Hi I’m Kerry and I’ve overtrained.
Yes I did.
It’s hard to believe that anyone these days overtrains. With the obesity issue being what it is, why is this even a problem. Well, it is and it’s easier than you think to do. It’s also dangerous. Hence, why I wanted to tell my story about how I overtrained and give you ways to identify if you’re going down that road and how to stop it.
First what is overtraining syndrome? According to Maffetone (2007), “Overtraining may result from an excess number and/or intensity of workouts, lack of recovery or a combination.” Essentially we are not allowing our body to rest enough. Depending on how far you take it, there are three stages of overtraining. I made it to stage three, which takes a lot of effort.
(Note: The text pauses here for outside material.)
PR #1188, opened 2026-05-01
feat: move cluster in same of already received ref

rudimatz:
improve logic:
if a new draft is imported and either it is or it has a normative reference already in cluster, it should join the same cluster.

Stage 1: Functional overtraining. This is where you see subtle symptoms emerge. These symptoms are easily ignored. You may feel tired all the time. You exercise performance seems to halt. You may feel a little depressed. You may lose your sex drive. All of these things can be attributed to something else. But if they seem to come out of nowhere, you may be overtraining.
Stage 2: Sympathetic overtraining. You will see more pronounced symptoms that are hard to ignore. This is the stage where your resting heart rate is elevated. You also may see metabolic changes. This may show up with blood sugar drops.
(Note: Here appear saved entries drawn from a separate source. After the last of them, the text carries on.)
PR #1200, opened 2026-05-05
fix: store datepicker dates as noon, display as UTC

rudimatz:
apply changes for fields
- external deadline (Rfc)
- approved / requested (Final Approval)
- deadline / completed (Action holder)

### DIFF
--- a/client/app/utils/form.ts
+++ b/client/app/utils/form.ts
@@ -26,5 +26,6 @@ export const hoursToDurationString = (hours: number): string => {
 
 export const jsDateToInputTypeDate = (date: Date): string => DateTime.fromJSDate(date, { zone: 'utc' }).toISODate() ?? ''
 
+// use 12:00 UTC to minimize date ambiguity across time zones
 export const inputTypeDateToDateTime = (isoDateString: string): DateTime => DateTime.fromISO(isoDateString, { zone: 'utc' }).set({ hour: 12 })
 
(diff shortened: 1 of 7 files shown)


client/app/utils/form.ts
```diff
@@ -24,7 +24,7 @@ export const hoursToDurationString = (hours: number): string => {
   return duration.toFormat('d hh:mm:ss')
 }
 
-export const jsDateToInputTypeDate = (date: Date): string => DateTime.fromJSDate(date).toISODate() ?? ''
+export const jsDateToInputTypeDate = (date: Date): string => DateTime.fromJSDate(date, { zone: 'utc' }).toISODate() ?? ''
 
-export const inputTypeDateToDateTime = (isoDateString: string): DateTime => DateTime.fromISO(isoDateString, { zone: 'utc' })
+export const inputTypeDateToDateTime = (isoDateString: string): DateTime => DateTime.fromISO(isoDateString, { zone: 'utc' }).set({ hour: 12 })
```
jennifer-richards, line 30: A comment explaining the choice of `hour: 12` would be helpful to future developers. Suggest something like `use 12:00 UTC to minimize date ambiguity across time zones`

jennifer-richards (commented):
While we're thinking about it, I think it'd be worthwhile to comment on the datetime fields in the model that are actually treated as dates by the UI. If that's a large ask, push back, but at least a code comment would be nice.

rudimatz:
agreed upon solution: for date fields populated by user input (datepicker), store them as noon UTC.
When displayed in UI, show the UTC date (which will then always match the date selected as a `string` ) - regardless of user;s locale.

Other dates that are set by the backend (e.g. `publishedAt`) continue to be displayed in user's local time

jennifer-richards (approved):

Stage 3: Parasympathetic overtraining. This is the most serious stage. Profound weakness, cardiovascular issues, and your body generally breaking down. At this point you either stop or face serious injury or death.
In a nutshell, don’t workout too much. High intensity interval training seven days a week is not good. I did this and paid for it. But you need more than what you read typically on this subject. Most people don’t have first hand experience on overtraining. I do. Let me tell you what happened to me
I was in my initial stage of losing weight about 6 years ago. I love working out. I would workout every day. I got it in my head that if I did a hard workout every day, I would get where I wanted to go. I set out to do this. It went great for a while. Tony, the voice of reason, said that I was working out too much. A professional athlete only does what I was doing for a short period of time. It wasn’t safe. I ignored him and kept going. Over time I became tired all the time. I was depressed and stopped being interested in things I normally enjoyed. I learned later this was stage 1 of overtraining syndrome.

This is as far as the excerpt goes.